An algebraic (not computational) expression for the variance of a mixed-effects model is var(y) = V = ZDZ' + sigma^2I
Where Z is the model matrix for the random effects, D is the variance/covariance of the random effects, sigma^2 is the residual variance and I is the identity matrix.
In your nested model, Z has a rather simple structure and D is a scalar. In you non-nested model, Z has a more complex structure denoting the linkage of students to multiple teachers and D is diagonal with I think D = [D_1, D_2] where D_1 = diag(0.75066, ..., 0.75066) and D_2 = diag(0.39171, ..., 0.39171).
In the first nested case, V will be block diagonal denoting no covariance between students in other teacher's classrooms. There will only be covariances between students in the same classroom. The portion ZDZ' will be pretty simple with the block diagonal elements all equal to the scalar variance.

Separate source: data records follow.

Issue #6429, opened 2017-05-08
GeneratedValue strategy AUTO should use IDENTITY on PostgreSQL


Seldaek:
As per http://docs.doctrine-project.org/projects/doctrine-orm/en/latest/reference/basic-mapping.html#identifier-generation-strategies - AUTO uses SEQUENCE by default on PostgreSQL. This seems sub-optimal as it forces INSERT queries to provide the id explicitly using `nextval('sequence_name')` which is not easy to do in ORM queries, and requires that you know the sequence name. On the other hand if it's set to IDENTITY it works better as it does it like MySQL's AUTO_INCREMENT, you can just omit the id field entirely.

As doing this would cause schema changes I can imagine it won't be fixed in a minor release, but should be considered for v3 I think.

Majkl578:
AFAIK this would only work with SERIAL fields (fields with default value being `nextval('...')`). This is not default behavior and IMHO should not be considered as such.

flaushi:
Hmm, I also stumpled upon this issue.
I have an id field with `@GeneratedValue`,  which gives `bin/console doctrine:schema:create --dump-sql`:
```
CREATE TABLE data_sample (id INT NOT NULL, hashvalue VARCHAR(64) DEFAULT NULL, date TIMESTAMP(0) WITHOUT TIME ZONE NOT NULL, refdate TIMESTAMP(0) WITHOUT TIME ZONE NOT NULL, value NUMERIC(20, 2) NOT NULL, PRIMARY KEY(id));

CREATE SEQUENCE data_sample_id_seq INCREMENT BY 1 MINVALUE 1 START 1;
``` 
So the sequence is not assigned as default value. However, when adding entitities, the id is incremented. I don't understand why.

DrummerKH:
@flaushi Because of doctrine getting ID from the sequence and add to the INSERT statement.

breitsmiley:
Since PostgreSQL 10 more pefered way for autoincrement id is GENERATED AS IDENTITY syntax

breitsmiley:
Since PostgreSQL 10 more prefered way for using autoincrement is **GENERATED AS IDENTITY** that is very similar to mysql AUTO_INCREMENT

It would be great to support by doctrine this features

```
CREATE TABLE color (
    color_id INT GENERATED ALWAYS AS IDENTITY,
    color_name VARCHAR NOT NULL
);
```
[...]

PR #8870, opened 2021-07-30
Remove calls to prefersSequences()

derrabus:
`AbstractPlatform::prefersSequences()` is deprecated and does not exist in DBAL 3. Let's not call it if it's not there.

### DIFF
--- a/lib/Doctrine/ORM/Mapping/ClassMetadataFactory.php
+++ b/lib/Doctrine/ORM/Mapping/ClassMetadataFactory.php
@@ -548,13 +548,7 @@ class ClassMetadataFactory extends AbstractClassMetadataFactory
     {
         $idGenType = $class->generatorType;
         if ($idGenType === ClassMetadata::GENERATOR_TYPE_AUTO) {
-            if ($this->getTargetPlatform()->prefersSequences()) {
-                $class->setIdGeneratorType(ClassMetadata::GENERATOR_TYPE_SEQUENCE);
-            } elseif ($this->getTargetPlatform()->prefersIdentityColumns()) {
-                $class->setIdGeneratorType(ClassMetadata::GENERATOR_TYPE_IDENTITY);
-            } else {
-                $class->setIdGeneratorType(ClassMetadata::GENERATOR_TYPE_TABLE);
-            }
+            $class->setIdGeneratorType($this->determineIdGeneratorStrategy($this->getTargetPlatform()));
         }
 
         // Create & assign an appropriate ID generator instance
@@ -656,6 +650,23 @@ class ClassMetadataFactory extends AbstractClassMetadataFactory
             default:
                 throw UnknownGeneratorType::create($class->generatorType);
         }
+    }
+
+    private function determineIdGeneratorStrategy(AbstractPlatform $platform): int
+    {
+        if ($platform->getName() === 'oracle' || $platform->getName() === 'postgresql') {
+            return ClassMetadata::GENERATOR_TYPE_SEQUENCE;
+        }
+
+        if ($platform->supportsIdentityColumns()) {
+            return ClassMetadata::GENERATOR_TYPE_IDENTITY;
+        }
+
+        if ($platform->supportsSequences()) {
+            return ClassMetadata::GENERATOR_TYPE_SEQUENCE;
+        }
+
+        return ClassMetadata::GENERATOR_TYPE_TABLE;
     }
 
     /**
--- a/tests/Doctrine/Tests/Mocks/DatabasePlatformMock.php
+++ b/tests/Doctrine/Tests/Mocks/DatabasePlatformMock.php
@@ -4,6 +4,8 @@ declare(strict_types=1);
 
 namespace Doctrine\Tests\Mocks;
 
+use BadMethodCallException;
+use Doctrine\DBAL\Exception as DBALException;
 use Doctrine\DBAL\Platforms\AbstractPlatform;
 
 /**
@@ -11,29 +13,30 @@ use Doctrine\DBAL\Platforms\AbstractPlatform;
  */
 class DatabasePlatformMock extends AbstractPlatform
 {
-    /** @var string */
-    private $_sequenceNextValSql = '';
+    /** @var bool */
+    private $supportsIdentityColumns = true;
 
     /** @var bool */
-    private $_prefersIdentityColumns = true;
+    private $supportsSequences = false;
 
-    /** @var bool */
-    private $_prefersSequences = false;
-
-    /**
-     * {@inheritdoc}
-     */
-    public function prefersIdentityColumns()
+    public function prefersIdentityColumns(): bool
     {
-        return $this->_prefersIdentityColumns;
+        throw new BadMethodCallException('Call to deprecated method.');
     }
 
-    /**
-     * {@inheritdoc}
-     */
-    public function prefersSequences()
+    public function supportsIdentityColumns(): bool
     {
-        return $this->_prefersSequences;
+        return $this->supportsIdentityColumns;
+    }
+
+    public function prefersSequences(): bool
+    {
+        throw new BadMethodCallException('Call to deprecated method.');
+    }
+
+    public function supportsSequences(): bool
+    {
+        return $this->supportsSequences;
     }
 
     /**
@@ -41,7 +44,7 @@ class DatabasePlatformMock extends AbstractPlatform
      */
     public function getSequenceNextValSQL($sequenceName)
     {
-        return $this->_sequenceNextValSql;
+        return '';
     }
 
     /**
@@ -95,19 +98,14 @@ class DatabasePlatformMock extends AbstractPlatform
 
     /* MOCK API */
 
-    public function setPrefersIdentityColumns(bool $bool): void
+    public function setSupportsIdentityColumns(bool $bool): void
     {
-        $this->_prefersIdentityColumns = $bool;
+        $this->supportsIdentityColumns = $bool;
     }
 
-    public function setPrefersSequences(bool $bool): void
+    public function setSupportsSequences(bool $bool): void
     {
-        $this->_prefersSequences = $bool;
-    }
-
-    public function setSequenceNextValSql(string $sql): void
-    {
-        $this->_sequenceNextValSql = $sql;
+        $this->supportsSequences = $bool;
     }
 
     /**
--- a/tests/Doctrine/Tests/ORM/Mapping/ClassMetadataFactoryTest.php
+++ b/tests/Doctrine/Tests/ORM/Mapping/ClassMetadataFactoryTest.php
@@ -59,8 +59,8 @@ class ClassMetadataFactoryTest extends OrmTestCase
 
         $conn         = $entityManager->getConnection();
         $mockPlatform = $conn->getDatabasePlatform();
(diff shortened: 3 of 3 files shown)


lib/Doctrine/ORM/Mapping/ClassMetadataFactory.php
```diff
@@ -548,10 +549,12 @@ private function completeIdGeneratorMapping(ClassMetadataInfo $class): void
     {
         $idGenType = $class->generatorType;
         if ($idGenType === ClassMetadata::GENERATOR_TYPE_AUTO) {
-            if ($this->getTargetPlatform()->prefersSequences()) {
+            if (method_exists(AbstractPlatform::class, 'prefersSequences') && $this->getTargetPlatform()->prefersSequences()) {
```
greg0ire: :thinking: I think the logic is wrong… let's not call that method for as long as it exists, but call its replacement (`supportsSequence()` ? It's not clear to me, this method was first mentioned in the codebase in 2008) as soon as possible. If it turns out we can remove the calls entirely, let's do that instead?

derrabus: I was afraid I might change the behavior for DBAL drivers that implement `supportsSequences() === true`, but `prefersSequences() === false`. If you tell me that this is not an issue, I can remove that condition. Please advice.

greg0ire: @morozov @beberlei maybe you will know the answer? I don't.

morozov: There's no DBAL logic that would rely on `prefersSequences()`, it was just a bunch of `true`s and `false`s returned depending on the platform. I have no idea why the ORM would prefer one over the other.

Note, this whole thing may become irrelevant in light of the removal of sequence-based id generation (see https://github.com/doctrine/dbal/issues/4687, but it's only removed in `4.0.x`).

morozov: As far as I can tell, the only platform that supports sequences but doesn't prefer sequences is SQL Server because it supports identity columns as well. So in theory, a call to `prefersSequences()` could be replaced with `supportsSequences() && !supportsIdentityColumns()`. This may preserve the current behavior but I still don't know what problem this logic solves in the first place.

derrabus: Thank you. I've removed the first `if`. Neither `prefers*()` method is called now and if a driver supports both, identity columns and sequences, identity columns win.

lib/Doctrine/ORM/Mapping/ClassMetadataFactory.php
```diff
@@ -43,6 +43,7 @@
 use function explode;
 use function in_array;
 use function is_subclass_of;
+use function method_exists;
```
morozov: This looks no longer relevant but isn't caught by PHP_CodeSniffer for some reason.

lib/Doctrine/ORM/Mapping/ClassMetadataFactory.php
greg0ire: > identity columns and sequences, identity columns win.

As a consequence, some PostgreSQL-related tests fail now.

tests/Doctrine/Tests/Mocks/DatabasePlatformMock.php
```diff
@@ -20,18 +20,22 @@ class DatabasePlatformMock extends AbstractPlatform
     /** @var bool */
     private $_prefersSequences = false;
 
-    /**
-     * {@inheritdoc}
-     */
-    public function prefersIdentityColumns()
+    public function prefersIdentityColumns(): bool
```
morozov, line 22: While this approach is okay, it would be better if these mocks were reworked using the PHPUnit mocking API. See https://github.com/doctrine/dbal/pull/3555 and https://github.com/doctrine/dbal/pull/3474 for example. This could be done separately but before handling other API changes.

derrabus: See https://github.com/doctrine/orm/issues/8886#issuecomment-893391508

I'm planning to revise the mocks next weekend. This is a major pain point of the DBAL upgrade in this repository: too much mocking of classes that belong to a different package.

morozov: Awesome!

lib/Doctrine/ORM/Mapping/ClassMetadataFactory.php
morozov: Gotta love the tests that make assertions against SQL. Especially the SQL generated by a different package. Should the ORM even care about SQL? I'd argue that even the DBAL shouldn't. There are multiple ways to do the same thing, not even speaking of the SQL formatting and case sensitivity.

morozov: > As a consequence, some PostgreSQL-related tests fail now.

This is probably why this "prefers" API existed. PostgreSQL also supports sequences and identity columns but for some reason, the ORM prefers sequences when working with PostgreSQL. Maybe this is because identity columns in PostgreSQL are emulated internally via sequences? But in any event, it doesn't seem the ORM and not even the DBAL concern.

lib/Doctrine/ORM/Mapping/ClassMetadataFactory.php
derrabus: Fixed. There are several other broken imports in that file, btw. :-/

lib/Doctrine/ORM/Mapping/ClassMetadataFactory.php
derrabus: So how shall we proceed here? Even if I went back to my previous approach, the Postgres tests would fail again as soon as we upgraded to DBAL 3 where the `prefers*()` methods are gone. My best idea would be to duplicate DBAL's concept of the `*Platform` classes for all features that have been removed from DBAL (see also #8887).

Or… well… to re-add those methods to DBAL, of course. 😓

greg0ire: 11 years ago in the first commit (69158cd4f3074fb2a08c53375acd1c29087d0040), which is clearly an import from something written even before, it was documented that `IDENTITY` was not supported by PostgreSQL:

> `IDENTITY`: Tells Doctrine to use special identity columns in the database that usually generate a value on insertion of a row (i.e. MySql AUTO_INCREMENT). This strategy does currently not provide full portability. IDENTITY is supported by MySql, Sqlite and MsSql.

The current docs state this is not true anymore:

https://github.com/doctrine/orm/blob/95408cd8e41867c38ac9cc2395404e391b3df389/docs/en/reference/basic-mapping.rst#L377-L381

So IMO it's fine no longer to prefer sequences when working with a recent enough PostgreSQL version, not sure which, but maybe @morozov knows.

derrabus: > So IMO it's fine no longer to prefer sequences when working with a recent enough PostgreSQL version, not sure which, but maybe @morozov knows.

Assuming we simply changed the ID generation strategy that is picked if `@GeneratedValue(strategy="AUTO")` was used on Postgres: Would it be safe for existing applications with a Postgres database to upgrade ORM?

greg0ire: :thinking: hmmm… obviously not, the strategy is probably taken into account when creating a new record in the database right? If the ORM assumes `IDENTITY` is used, when a sequence actually is => :boom:  :disappointed: 

Doing a search leads to https://github.com/doctrine/orm/issues/6429  , which points out that such changes would require a migration.

Maybe the real problem is having `AUTO`: if in 2021 strategy X is optimal for Postgres, and then in 2022 strategy Y is optimal, but changing strategies causes a crash because Doctrine looks for database objects such as sequences and whatnot that do not exist, this will be an issue every time a new strategy is identified as optimal. Maybe we should deprecate `AUTO`.

greg0ire: To circle back to what possible solution we would have here, I think the best would be to move the "preference" concept to the ORM (and instantly deprecate it as well as `AUTO`): the ORM should not have a preference because it cannot change, since we cannot know what will be the best choice in the future.

derrabus: > 🤔 hmmm… obviously not, the strategy is probably taken into account when creating a new record in the database right? If the ORM assumes `SERIAL` is used, when a sequence actually is => 💥 😞

Yes, that's my expectation as well.

> Maybe we should deprecate `AUTO`.

That's probably a topic that should be discussed in a dedicated ticket. For this PR, my conclusion is: However we want to proceed with the `AUTO` strategy in the future, the behavior of that strategy for a specific database must not change.

derrabus:
I've pushed a new attempt, this time with special handling for Postgres and Oracle. Those were the only DBAL platforms that preferred sequences.

Theoretically, this would still be a breaking change, if someone used a custom DBAL driver implementation (is this a thing?) that supports sequences and identity columns _and_ prefers sequences.

greg0ire:
> Theoretically, this would still be a breaking change, if someone used a custom DBAL driver implementation (is this a thing?) that supports sequences and identity columns and prefers sequences.

Thanks for mentioning that, it sounds pretty unlikely.

greg0ire (approved):

lib/Doctrine/ORM/Mapping/ClassMetadataFactory.php
greg0ire: I created https://github.com/doctrine/orm/issues/8893 for that separate discussion

lib/Doctrine/ORM/Mapping/ClassMetadataFactory.php
```diff
@@ -658,6 +652,23 @@ private function completeIdGeneratorMapping(ClassMetadataInfo $class): void
         }
     }
 
+    private function determineIdGeneratorStrategy(AbstractPlatform $platform): int
+    {
+        if ($platform->getName() === 'oracle' || $platform->getName() === 'postgresql') {
```
morozov, line 657: Oracle doesn't support identity columns, so it seems like there's no need to list it here.

morozov:
Since there's an ongoing discussion in https://github.com/doctrine/orm/issues/8893, let's agree on something there first to make sure the changes here correspond to the agreement or explicitly agree that the discussion shouldn't hold the merge. Except for https://github.com/doctrine/orm/pull/8870#discussion_r685503430, looks good to me.

greg0ire:
I'd say doctrine/orm#8893 shouldn't hold the merge, these problems look independent to me.

lib/Doctrine/ORM/Mapping/ClassMetadataFactory.php
derrabus: > Oracle doesn't support identity columns

That is correct. My intention here was to prevent ORM from changing behavior if one fine day Oracle starts to support identity columns.

morozov (approved):

greg0ire:
Thanks @derrabus !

In the non-nested case, Z will have no simple structure. It will be a horizontal concatenation of Z= [Z_1, Z_2] where Z_1 is the model matrix of the random effects for the students and Z_2 is the model matrix of the random effects for the teachers. I think in Z_1, there will be covariances between students who shared the same teacher, but it will not be bllock-diagonal. Let me think just about Z_1 and the corresponding part of D_1 for just a moment. The diagonal elements of the matrix V formed from Z_1 and D_1 will be larger in some places reflecting the multiple students that shared that teacher.
I *think* in some hand calcs I am looking at on my notes here, that would increase the var(y) to some extent and maybe why you see the larger variance in the non-nested case.
In any event, I am recommending that you maybe do these same hand calcs on your own and break this down to see why the variances would be different. I have done this many, many times and while tedious, it has always led to an answer in regards to this exact question.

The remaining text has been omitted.